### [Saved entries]
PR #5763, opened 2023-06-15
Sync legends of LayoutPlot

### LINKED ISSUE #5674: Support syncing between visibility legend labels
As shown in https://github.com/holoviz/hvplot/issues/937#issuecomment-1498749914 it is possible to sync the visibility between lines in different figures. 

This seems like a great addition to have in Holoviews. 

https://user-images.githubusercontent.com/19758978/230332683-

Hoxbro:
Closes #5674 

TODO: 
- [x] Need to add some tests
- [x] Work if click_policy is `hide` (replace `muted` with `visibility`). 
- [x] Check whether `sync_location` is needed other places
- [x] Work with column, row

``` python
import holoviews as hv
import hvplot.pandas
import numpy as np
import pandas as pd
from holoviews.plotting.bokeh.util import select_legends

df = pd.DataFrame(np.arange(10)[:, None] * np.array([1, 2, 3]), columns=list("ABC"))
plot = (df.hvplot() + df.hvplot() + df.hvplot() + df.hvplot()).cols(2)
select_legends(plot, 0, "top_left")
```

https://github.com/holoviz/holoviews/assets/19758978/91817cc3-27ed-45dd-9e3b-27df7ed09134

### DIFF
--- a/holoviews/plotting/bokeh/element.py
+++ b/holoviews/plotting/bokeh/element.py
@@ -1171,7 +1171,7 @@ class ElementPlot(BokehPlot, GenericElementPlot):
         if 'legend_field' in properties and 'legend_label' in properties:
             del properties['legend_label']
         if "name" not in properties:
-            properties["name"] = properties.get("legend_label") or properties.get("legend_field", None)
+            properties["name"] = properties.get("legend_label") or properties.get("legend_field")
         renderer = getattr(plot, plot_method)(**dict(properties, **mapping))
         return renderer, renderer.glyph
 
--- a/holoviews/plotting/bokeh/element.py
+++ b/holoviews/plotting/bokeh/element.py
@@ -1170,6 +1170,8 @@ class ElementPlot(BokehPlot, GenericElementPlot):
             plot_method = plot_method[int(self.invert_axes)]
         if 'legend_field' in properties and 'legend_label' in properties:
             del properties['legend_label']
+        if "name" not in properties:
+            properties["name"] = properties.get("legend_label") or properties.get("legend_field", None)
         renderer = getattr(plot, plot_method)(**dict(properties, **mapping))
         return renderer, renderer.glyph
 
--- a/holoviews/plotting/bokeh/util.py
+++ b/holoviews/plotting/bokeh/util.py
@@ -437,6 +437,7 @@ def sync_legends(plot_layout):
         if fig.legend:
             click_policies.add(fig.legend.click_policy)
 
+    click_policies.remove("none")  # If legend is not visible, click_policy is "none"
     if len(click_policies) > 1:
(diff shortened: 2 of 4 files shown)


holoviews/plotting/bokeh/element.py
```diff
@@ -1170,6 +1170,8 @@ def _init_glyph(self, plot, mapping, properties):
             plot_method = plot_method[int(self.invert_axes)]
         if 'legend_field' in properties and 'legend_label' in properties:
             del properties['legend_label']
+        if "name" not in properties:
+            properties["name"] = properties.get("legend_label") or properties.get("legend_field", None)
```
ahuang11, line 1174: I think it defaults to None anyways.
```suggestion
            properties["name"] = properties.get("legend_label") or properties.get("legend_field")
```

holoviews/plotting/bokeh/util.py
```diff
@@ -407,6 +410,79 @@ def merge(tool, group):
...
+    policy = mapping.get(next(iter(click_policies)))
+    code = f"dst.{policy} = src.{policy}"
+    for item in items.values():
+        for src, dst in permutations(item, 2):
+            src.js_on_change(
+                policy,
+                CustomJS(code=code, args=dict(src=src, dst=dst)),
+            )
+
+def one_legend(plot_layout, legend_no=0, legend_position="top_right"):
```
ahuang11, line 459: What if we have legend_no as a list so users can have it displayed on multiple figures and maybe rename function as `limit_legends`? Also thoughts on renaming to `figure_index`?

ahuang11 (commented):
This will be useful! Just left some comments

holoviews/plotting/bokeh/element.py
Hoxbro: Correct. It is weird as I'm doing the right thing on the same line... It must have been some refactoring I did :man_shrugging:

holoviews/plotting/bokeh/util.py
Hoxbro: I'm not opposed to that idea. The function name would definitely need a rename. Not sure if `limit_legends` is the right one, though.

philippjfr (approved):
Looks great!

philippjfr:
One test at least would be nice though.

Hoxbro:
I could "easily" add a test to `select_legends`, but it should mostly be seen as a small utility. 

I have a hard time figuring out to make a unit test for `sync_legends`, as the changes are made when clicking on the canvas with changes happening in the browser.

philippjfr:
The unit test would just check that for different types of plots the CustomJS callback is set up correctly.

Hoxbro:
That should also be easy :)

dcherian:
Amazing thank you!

---

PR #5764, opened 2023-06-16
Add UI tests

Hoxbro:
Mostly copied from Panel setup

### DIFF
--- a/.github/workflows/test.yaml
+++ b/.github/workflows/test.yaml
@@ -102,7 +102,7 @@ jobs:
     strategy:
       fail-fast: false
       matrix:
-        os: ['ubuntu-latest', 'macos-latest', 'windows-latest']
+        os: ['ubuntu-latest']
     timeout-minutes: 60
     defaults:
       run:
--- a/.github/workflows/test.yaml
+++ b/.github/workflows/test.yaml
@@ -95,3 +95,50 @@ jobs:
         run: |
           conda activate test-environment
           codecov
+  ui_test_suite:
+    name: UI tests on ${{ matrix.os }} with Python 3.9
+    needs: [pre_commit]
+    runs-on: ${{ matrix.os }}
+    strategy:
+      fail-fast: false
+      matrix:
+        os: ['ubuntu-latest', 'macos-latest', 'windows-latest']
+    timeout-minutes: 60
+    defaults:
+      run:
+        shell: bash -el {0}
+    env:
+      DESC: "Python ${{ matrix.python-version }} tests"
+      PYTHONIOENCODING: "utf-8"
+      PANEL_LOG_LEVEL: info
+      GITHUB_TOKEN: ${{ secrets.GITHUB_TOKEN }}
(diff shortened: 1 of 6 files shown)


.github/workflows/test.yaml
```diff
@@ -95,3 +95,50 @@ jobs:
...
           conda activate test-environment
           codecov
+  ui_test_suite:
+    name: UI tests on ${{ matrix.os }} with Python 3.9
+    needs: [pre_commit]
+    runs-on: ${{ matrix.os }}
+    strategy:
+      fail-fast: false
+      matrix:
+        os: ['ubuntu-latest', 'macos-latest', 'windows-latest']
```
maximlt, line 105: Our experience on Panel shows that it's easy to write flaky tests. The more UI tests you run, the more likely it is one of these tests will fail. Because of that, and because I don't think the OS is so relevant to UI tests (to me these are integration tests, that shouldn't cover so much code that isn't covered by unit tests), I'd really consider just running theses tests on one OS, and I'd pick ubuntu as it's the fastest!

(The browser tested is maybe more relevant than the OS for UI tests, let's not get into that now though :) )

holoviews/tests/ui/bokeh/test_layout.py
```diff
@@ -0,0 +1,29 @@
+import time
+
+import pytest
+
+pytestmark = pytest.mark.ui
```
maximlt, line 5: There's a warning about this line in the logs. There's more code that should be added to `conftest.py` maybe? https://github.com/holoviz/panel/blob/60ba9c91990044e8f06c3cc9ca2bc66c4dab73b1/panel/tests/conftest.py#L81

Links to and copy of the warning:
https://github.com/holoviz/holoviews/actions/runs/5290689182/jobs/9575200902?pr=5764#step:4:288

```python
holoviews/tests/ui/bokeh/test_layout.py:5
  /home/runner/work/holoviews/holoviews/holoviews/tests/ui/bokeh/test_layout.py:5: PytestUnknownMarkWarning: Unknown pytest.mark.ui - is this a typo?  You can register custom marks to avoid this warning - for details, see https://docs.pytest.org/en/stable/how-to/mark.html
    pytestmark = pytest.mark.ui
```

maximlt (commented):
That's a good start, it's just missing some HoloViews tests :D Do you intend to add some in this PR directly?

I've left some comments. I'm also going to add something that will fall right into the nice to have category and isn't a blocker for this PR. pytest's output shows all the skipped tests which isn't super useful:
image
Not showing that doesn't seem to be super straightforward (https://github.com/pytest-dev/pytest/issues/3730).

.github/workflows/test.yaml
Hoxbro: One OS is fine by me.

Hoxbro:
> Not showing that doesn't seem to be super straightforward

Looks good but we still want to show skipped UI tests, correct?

### [What to produce]
Search the data above for the string "timeout". Report every line where it is found.

### [Exercise response]
     timeout-minutes: 60
+    timeout-minutes: 60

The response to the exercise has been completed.